Brian Ray, president of the home-based education research center in Oregon, points to the closure of school buildings as the most significant reason homeschooling across the country skyrocketed. Ray explains that the explosion of interest varied between areas and demographics, depending on pre-pandemic homeschooling rates.

“Say you’re in a place like Massachusetts, where the rate of homeschooling was, for years, relatively low, then they saw a big growth,” Ray tells SFR. According to the U.S. Census Bureau’s Household Pulse Survey, between the first week and the 16th week of the 2020-21 school year, rates of homeschooling in Massachusetts rose from 1.5% to 12.1%.

A similar jump was observed across demographics according to the survey. Black families disproportionately eschewed homeschooling prior to last year, with only 3.3% of households opting for home education early in the 2020-21 school year. That number increased to 16.1% four months into the academic year

New Mexico families last year jumped on homeschooling when schools switched to online learning.

“The huge acceleration,” Ray says of the increase in homeschool observed nationally and in the state, “I have no other explanation other than government controls, government lockdowns.”

In New Mexico, 8,862 students registered for homeschooling in the 2019-20 school year, according to the Public Education Department. The agency requires families to enroll in home-study programs when they opt out of traditional schooling.

In the 2020-21 academic year, 16,009 students registered.

Families can register for homeschooling on a rolling basis, which leaves the PED unable to predict the numbers for the upcoming school year. The 1,262 students who registered for homeschooling in June of 2021, compared to the 986 in June of 2020, confirm that interest in homeschooling in New Mexico hasn’t dropped off.

For families in Santa Fe enrolled in home education, The Homeschool Classroom offers support to provide a well-rounded curriculum, says Cohen.

“It’s a classroom setting that helps to supplement homeschool families’ programs, or to give them a program,” she says.
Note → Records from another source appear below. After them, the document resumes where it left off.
PR #9071, opened 2022-11-26
Gen 1: Fix stat modification, implement stat overflow glitch

livid-washed:
This patches implements the stat down modifier overflow glitch (division by zero not implemented for obvious reasons):

https://www.youtube.com/watch?v=y2AOm7r39Jg

- Stats are no longer automatically clamped from above by 999. This clamping is applied only when stats are being raised by boosting.
- When a stat is boosted at 999 or unboosted at 1, the boost/unboost is followed by an unboost/boost of -/+1 to the stat, respectively. The stat remains at 999 or 1. For example, if a Mewtwo is at +4 Special with 999 Special and uses Amnesia, the final stat stage is +5, and the Special remains at 999. A hint message will display for the first time this occurs in a battle.
- When a stat is unboosted, the stat is no longer clamped at 999, which can cause the stat down modifier overflow glitch if the stat is 1024 or higher. We still avoid division by zero glitches by ensuring that the final defense used in the damage calculation is at least 1, even though it can be 0 on cart.
-  The parspeeddrop and brnattackdrop volatiles are removed since they don't actually do anything, but can be misleading for people reading the code.

### DIFF
--- a/data/mods/gen1/conditions.ts
+++ b/data/mods/gen1/conditions.ts
@@ -14,7 +14,6 @@ export const Conditions: {[id: string]: ModdedConditionData} = {
 		effectType: 'Status',
 		onStart(target) {
 			this.add('-status', target, 'brn');
-			target.addVolatile('brnattackdrop');
 		},
 		onAfterMoveSelfPriority: 2,
 		onAfterMoveSelf(pokemon) {
@@ -23,9 +22,6 @@ export const Conditions: {[id: string]: ModdedConditionData} = {
 			if (pokemon.volatiles['residualdmg']) {
 				this.hint("In Gen 1, Toxic's counter is retained after Rest and applies to PSN/BRN.", true);
 			}
-		},
-		onSwitchIn(pokemon) {
-			pokemon.addVolatile('brnattackdrop');
 		},
 		onAfterSwitchInSelf(pokemon) {
 			this.damage(this.clampIntRange(Math.floor(pokemon.maxhp / 16), 1));
@@ -36,7 +32,6 @@ export const Conditions: {[id: string]: ModdedConditionData} = {
 		effectType: 'Status',
 		onStart(target) {
 			this.add('-status', target, 'par');
-			target.addVolatile('parspeeddrop');
 		},
 		onBeforeMovePriority: 2,
 		onBeforeMove(pokemon) {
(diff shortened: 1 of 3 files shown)


PlagueVonKarma:
> We still avoid division by zero glitches by ensuring that the final defense used in the damage calculation is at least 1, even though it can be 0 on cart.

So RBY players tend to get _reaaaaally_ grabby about cart accuracy, moreso than any community I have ever been in, so I thought I'd bring up a few things just to make sure.

Some players have said this behaviour should fall under Desync Clause Mod, given the spirit of it was targeted at avoiding "literal game breaking" while not being inherently "wrong". The idea was to force a 1/256 miss if a situation _would_ cause a Link Battle to softlock, as technically, any softlock is avoidable. 

I remember @Enigami saying a suitable method would be banning Pokemon with stats that can result in a divide-by-zero error. I don't know if this is what the SWSH 600-and-something error ended up doing, or if that went the route of not being simulated at all. At least in RBY's case, PS has historically not simulated divide-by-zero errors in general - see Reflect / Light Screen's implementation - so I guess your way would be the consistent way to go about it.

It's probably nothing, but I thought I'd open some small talk just to make sure everything is alright.

livid-washed:
> Some players have said this behaviour should fall under Desync Clause Mod, given the spirit of it was targeted at avoiding "literal game breaking" while not being inherently "wrong". The idea was to force a 1/256 miss if a situation _would_ cause a Link Battle to softlock, as technically, any softlock is avoidable.
> 
> I remember @Enigami saying a suitable method would be banning Pokemon with stats that can result in a divide-by-zero error, which would not require complex simulation like the "force 1/256 if causes error" thing, but probably elaborate math instead. Paging him for that.

I think that is a good idea, one that someone else has discussed with me as well. I assume that no Pokemon have problematic stats when naturally maxed out? That would be my only concern, since preventing Pokemon from being their natural best doesn't feel right. Though I guess a difference of -1 stat isn't that big of a deal.

I think any such rule change (forbidden certain stats) would need to be agreed by RBY 'authorities' (council?), so I don't think it's my place to implement such a change. And of course, implementing move failure/miss for the / 0 case without restrictions on allowed stats seems abusable. As you mentioned, the divide-by-zero issue already exists currently thanks to Reflect / Light Screen, and I am for now just sticking with the current method that is used for dealing with it. 

Overall, I suppose there are two separate things here: (a) implementing the stat overflow glitch, and (b) how to deal with divide-by-zero. Here, I am doing (a) and leaving (b) as the current status quo, to be decided by others if they wish to change it.

AnnikaCodes:
Thanks!

PR #9074, opened 2022-11-27
Polls: Allow escaping separators

jmclemo6:
This commit allows users to escape separators in polls. Approved [on the forums](https://www.smogon.com/forums/threads/allow-users-to-escape-separators-in-polls.3709730/#post-9412630)


AnnikaCodes (approved):
seems fine

AnnikaCodes:
Thanks!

Cohen acknowledges that many families new to homeschooling need support developing a program while offering their kids socialization opportunities.

“We teach that equal power through institutions is a change our world has to come to,” says Cohen. Her non-traditional schooling model puts multicultural education first: “Our world approach is all inclusive.”

Kerry Lee, whose son has attended The Homeschool Classroom for the past four years, explains his family opted for homeschooling after years at a public elementary school.

“We really wanted to find the right fit, the right avenue, the right facilities for him,” Lee tells SFR. “It’s a personalized learning situation, project-based, really child-centered” education that Lee wanted for his son, Kayden, 13, to explore his interests in a smaller learning environment.

Ray explains interest in the alternative education model has grown steadily for the past 30 years, though nothing compared to the jump homeschooling experienced last year.

Ray figures the surge won’t last.

“What we’ll probably see this fall, is that number...is probably going to go down,” Ray says, but he also acknowledges that some families who tried homeschooling in the past year thought it was better for their children: “I don’t think it’s going to go all the way down” to levels similar to 2019, before the pandemic, he says.

Lee says the disruption of traditional education last year has made people curious about homeschooling.

“A lot of people are reaching out to us, asking questions about how we handle the education of our son and what we felt were the positives about it,” Lee says, adding that the interest is growing with the continuing uncertainty of COVID-19 and with public schools set to reopen in August.

While Lee highlights the positive impact homeschooling has had on his son, he knows it won’t work for every family.

“The most important thing is finding the best fit—whether it’s public or private or charter—for the student,” he says.